Saved entries:

►

PR #1268, opened 2016-10-11
Fix for unquoted VSTest settings file path

jnm2:
I wanted to add a different path VSTest argument and I looked at `SettingsFile` as a pattern to copy, but I believe I found some issues with its current implementation.

The `SettingsFile` argument is not quoted. Filenames that contain spaces will cause problems. I've confirmed the expected behavior at the command line. What I'm not sure about is what the resolution should be.

Is there written guidance on handling of whitespace and more specifically in conjunction with rooting relative paths?
Should it mimic the assembly path argument building, `assemblyPath.MakeAbsolute(_environment).FullPath.Quote()`? This means `Local.RunSettings` would become `/settings:"/Working/Local.RunSettings"`. Is that outcome correct in the context of Cake? The PR currently reflects this, but as you see it impacted the test. Is `/settings:"Local.RunSettings"` more desirable?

◄

EXERCISE INSTRUCTIONS: Each entry above should be output again, precisely as given.

EXPECTED ANSWER:
PR #1268, opened 2016-10-11
Fix for unquoted VSTest settings file path

jnm2:
I wanted to add a different path VSTest argument and I looked at `SettingsFile` as a pattern to copy, but I believe I found some issues with its current implementation.

The `SettingsFile` argument is not quoted. Filenames that contain spaces will cause problems. I've confirmed the expected behavior at the command line. What I'm not sure about is what the resolution should be.

Is there written guidance on handling of whitespace and more specifically in conjunction with rooting relative paths?
Should it mimic the assembly path argument building, `assemblyPath.MakeAbsolute(_environment).FullPath.Quote()`? This means `Local.RunSettings` would become `/settings:"/Working/Local.RunSettings"`. Is that outcome correct in the context of Cake? The PR currently reflects this, but as you see it impacted the test. Is `/settings:"Local.RunSettings"` more desirable?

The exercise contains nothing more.